# L'antecedente del pronome relativo



## subterlabentia

Chiedo scusa se la questione è vecchia, ma leggete questo testo famoso:

_La bionda Inge, Ingeborg Holm, figlia del dottor Holm, *che abitava sulla piazza del mercato*, (...) fu lei che Tonio Kröger amò a sedici anni. 
_​Domanda: chi abitava sulla piazza del mercato? Il dottore o la figlia? È chiaro che abitano insieme, ma sul piano della grammatica sono separati in casa.

Se teniamo per buona la regola dell'antecedente più prossimo, il relativo si riferirà al dottor Holm. E il testo originale lo intende così: lì l'immediato antecedente è femminile, ma ambiguità non sorge perché il pronome che segue è maschile (_Doktor Holms Tochter, *der* am Markte wohnte_).
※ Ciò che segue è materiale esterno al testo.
PR #141, opened 2020-05-29
Custom functions: e.g. custom metrics

sebhrusen:
adding generic support for frameworks extensions with an example of integration for custom metrics.

Extensions are loaded by default from `{user}/extensions.py`.
User can define as many extension files as he wants in his `config.yaml`, e.g.
```
extensions_files: 
   -  '{user}/autosklearn_extensions.py'
   -  'user}/autogluon_extensions.py'
   -  '{user}/tpot_extensions.py'
   - '{user}/extensions.py'
```

a specific variable, function or class defined in those files can be loaded by name from the framework integration using:
```
from frameworks.shared.callee import get_extension
...
ext = get_extension(config.extensions, 'foo')
```

The first name that could be loaded succesfully will be returned.
For example, if 'foo' is defined on all the extensions files above, and we're running `TPOT`, then the first 2 files may fail loading in TPOT integration if  they import `autogluon` or `autosklearn` modules, however loading `{user}/tpot_extensions.py` should succeed, so if there's a variable/function named "foo" there, it will be returned, otherwise it will look into the last file.

This PR shows how this can be used to inject custom metrics in frameworks like `autogluon`, `autosklearn` and `TPOT`.

### DIFF
--- a/amlb/benchmark.py
+++ b/amlb/benchmark.py
@@ -279,7 +279,7 @@ class TaskConfig:
 
     def __init__(self, name, fold, metrics, seed,
                  max_runtime_seconds, cores, max_mem_size_mb, min_vol_size_mb,
-                 input_dir, output_dir):
+                 input_dir, output_dir, extensions):
         self.framework = None
         self.framework_params = None
         self.type = None
@@ -295,6 +295,7 @@ class TaskConfig:
         self.input_dir = input_dir
         self.output_dir = output_dir
         self.output_predictions_file = os.path.join(output_dir, "predictions.csv")
+        self.extensions = extensions
 
     def __json__(self):
         return self.__dict__
@@ -350,6 +351,7 @@ class BenchmarkTask:
             min_vol_size_mb=task_def.min_vol_size_mb,
             input_dir=rconfig().input_dir,
             output_dir=benchmark.output_dirs.session,
+            extensions=rconfig().extensions_files,
         )
         # allowing to override some task parameters through command line, e.g.: -Xt.max_runtime_seconds=60
         if rconfig()['t'] is not None:
--- a/frameworks/AutoGluon/exec.py
+++ b/frameworks/AutoGluon/exec.py
@@ -12,7 +12,7 @@ from autogluon.task.tabular_prediction.tabular_prediction import TabularPredicti
 from autogluon.utils.tabular.utils.savers import save_pd, save_pkl
 import autogluon.utils.tabular.metrics as metrics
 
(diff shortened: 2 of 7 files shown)


sebhrusen:
TODO: add description to HOWTO documentation.

PGijsbers:
It looks like the metric is not reported in the results, so I set up #173. 
Other than that, as far as I can tell it looks good (only tested with TPOT though).
The documentation (the message in the PR) was good enough for me to set up my custom metric*.

\* I did run into a small issue where the amlb framework provides the `y` as (N,1)-vector, which the [TPOT custom metric example](https://epistasislab.github.io/tpot/using/#scoring-functions) could not deal with. The subsequent error from tpot (incorrect data) was then a bit puzzling considering the baked-in scikit-learn metrics work (presumably because they strip the second dimension automatically if required.

PGijsbers:
comment by seb from #173:
> There's a difficulty here. If we take TPOT as an example, then the training and the result processing are not done on the same process/venv, this means that if the tpot_extensions.py has a dependency on tpot module, then we will be able to load the extension in the training process, but it will fail in the one processing results...
> 
> The lookup logic suggested in #141 is then probably too simple.
> Maybe we need something like:
> 
> extensions_files: 
>    autosklearn:  '{user}/autosklearn_extensions.py'
>    autogluon:  '{user}/autogluon_extensions.py'
>    tpot: ['{user}/tpot_extensions.py', '{user}/sklearn_extensions.py']
>    default:  '{user}/extensions.py'
> 
> Now let's imagine that the tpot_extensions.py can be only be loaded in the tpot venv. Then, we can still provide extensions for the results that only require sklearn: to report the custom metrics in the results, the requirement is that it relies only on sklearn, numpy, pandas, scipy..., that is the dependencies available in the main process.
> 
> I think you can still merge this PR, I will probably consider this to improve #141 though.

Is this a thing we expect to worry about in practice? I suppose automl packages could have their own metrics predefined to import, but if that is the case a scikit-learn fallback would not be enough either.

sebhrusen:
@PGijsbers 
> I suppose automl packages could have their own metrics predefined to import, but if that is the case a scikit-learn fallback would not be enough either.

I was trying to make the distinction between the custom metric used by the framework for optimization (this one may be provided by the automl package), and the one that we compute ex post from the `predictions.csv`, and this one we should be able to implement it only with the core libraries, it's just a math formula after all.

PGijsbers:
> for this one the user should be able to implement it only with the core libraries, it's just a math formula after all.

Exactly. And this is what the current implementation already facilitates as far as I am aware?

PR #152, opened 2020-07-27
fix matplotlib config to run with basic python on macOS

sebhrusen:
@pplonski a small fix for macOS. I had the change locally, forgot to mention.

Né sarebbe sorta in italiano, se avessimo detto: "del dottor Holm figlia, il quale abitava sulla piazza del mercato". 

Ma se guardiamo solo alla frase tradotta, così come si trova, il mio orecchio vuole che il pronome si riferisca alla bionda Inge: è un termine apparentemente lontano, ma la separazione è data solo da un'accumulazione di incisi, i quali potrebbero anche essere tolti. Resta il "che", riferibile a qualunque sesso.

Sapete se la nostra grammatica prescriva qualche norma, nel caso l'antecedente del pronome sia contenuto in un inciso? O a voi come suona? Non è una sofisticheria: abitare con i genitori è un problema nelle relazioni.


----------



## bearded

Salve
Mi pare che qui la presenza o meno della virgola abbia una grande importanza.  Secondo la regola tradizionale, dovrebbe essere così:
_...figlia del Dr.Holm che abitava = è il Dr.Holm che abitava
...figlia del Dr.Holm, che abitava= è la figlia che abitava._
Questa regola sull'importanza sintattica della virgola oggigiorno è molto poco applicata.  Quindi sono sicuro che non mancheranno, a quanto ho detto, obiezioni e rilievi.


----------



## francisgranada

bearded man said:


> ... Mi pare che qui la presenza o meno della virgola abbia una grande importanza.


Sono pienamente d'accordo. Anche perché normalmente in italiano il pronome relativo  _che _non va preceduto da virgola *. Se invece si tratta di un _inciso _(spero che si chiami così ...), indipendentemente da quello che segue, esso viene messo tra virgole ("separandolo" dal resto della frase). Quindi, anche secondo me:

_La bionda Inge ... _*,*_ *figlia del dottor Holm che abitava sulla piazza del mercato,* ...  -  _è il Dr. Holm che abitava
_*La bionda Inge* ... *,* figlia del dottor Holm*,* *che abitava* *sulla piazza del mercato,* ... -   _è la bionda Inge che abitava

***In alcune lingue, incluso quella mia materna, sì.


----------



## Pietruzzo

Sono d'accordo fino a un certo punto con quanto detto finora. Per me "che" preceduto da nome proprio introduce a sua volta un inciso e quindi richiede comunque la virgola. 
Diremo "Vado dal dottore che abita in via Verdi" ma "vado dal dottor Rossi, che abita in via Verdi". Concludendo, se padre e figlia non abitassero insieme (come immagino) lo scrivente dovrebbe specificare meglio.


----------



## francisgranada

Pietruzzo said:


> ...Diremo "Vado dal dottore che abita in via Verdi" ma "vado dal dottor Rossi, che abita in via Verdi"...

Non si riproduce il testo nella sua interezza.